You could over time still work on it, still work. And then you build a system that works, which obviously a lot of people do because not everyone starts their money. Or you take the Ozempic business drug and it gives you a lot of funding, gives you a lot of space, it gives you someone to maybe do some other jobs. You hire a few people, and now you're able to think clearly. And instead of you being in the trenches every day talking to customers, getting so told no, no, no, can think about the bigger picture of the business and where you wanted to go, the product strategy, customer service, all that type of good stuff that you need to focus on for the business to be successful.

Speaker 1:

But if you're a one man show, and you're really struggling with growing and you can't get people, you're bogged down in those details, and you maybe can't think of the bigger picture. And that's a analogy to essentially when you take Ozempic. Yes. If you don't take it, a lot of you got a lot of food noise, you're struggling. You're in the trenches, you're fighting food every day, you're eating snacks, la la la.

Speaker 1:

And then when you're on those epic, that goes, and you've got like a few employees helping you out. You know what I mean? You got a few employees helping you. It's all chilled down. And now you've got the vision.

Speaker 1:

Where do I wanna go?

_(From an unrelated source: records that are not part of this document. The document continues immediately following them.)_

PR #307, opened 2021-03-09
Optimization: Conditional Monotonicity Checking

ben-chain:
## Description
Optimization to the optimization

## Contributing Agreement

### DIFF
--- a/test/contracts/OVM/chain/OVM_CanonicalTransactionChain.spec.ts
+++ b/test/contracts/OVM/chain/OVM_CanonicalTransactionChain.spec.ts
@@ -779,7 +779,7 @@ describe('OVM_CanonicalTransactionChain', () => {
               shouldStartAtBatch: 0,
               totalElementsToAppend: 1,
             })
-          ).to.be.revertedWith('Not enough queued transactions to append.')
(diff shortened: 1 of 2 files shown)


test/contracts/OVM/chain/OVM_CanonicalTransactionChain.spec.ts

I mean, no problem for me now. My appetite is no problem for me. So maybe now I can look at my lifestyle. My hunger is not super strong, but I still wanna be eating foods that are good for me.

Speaker 1:

I still wanna be able to enjoy the foods I love and stuff as well. I still wanna have this lifestyle where I can go out and eat food and not beat myself up and look at my relationship with food. Why am I labeling foods good and bad? They're not inherently good or bad, just different nutritional comp compositions. Doesn't make it good or bad.

Speaker 1:

Gummy bears or, you know, sugary sweets might you think it bad sitting down on couch watching TV, but a lot of sports people, rugby players, endurance athletes will have sugary sweets before enduring runs for that energy. So it's good for them. You And can say it's bad for you. So it's neither. It's neutral.

Speaker 1:

It depends on the purpose and use use of it. So that's what it does, guys. You have to change your lifestyle. Now, if you can change your lifestyle on these drugs and then you come off them, you might get a huge spike in your appetite going up. Now the main factor and this is what happened to Nicole.

Speaker 1:

The main thing that happened here was didn't track calories, didn't track protein, probably didn't do any weight lifting or resistance training. Eight kilograms lost rapidly. But as she confirmed, muscle was lost. Right? Muscle was lost.

Speaker 1:

You do not want to lose muscle, guys. That is like having. It's like you have a 100 gold coins, and I come up to you and go, do wanna trade? And you said, what? Like, give me an offer.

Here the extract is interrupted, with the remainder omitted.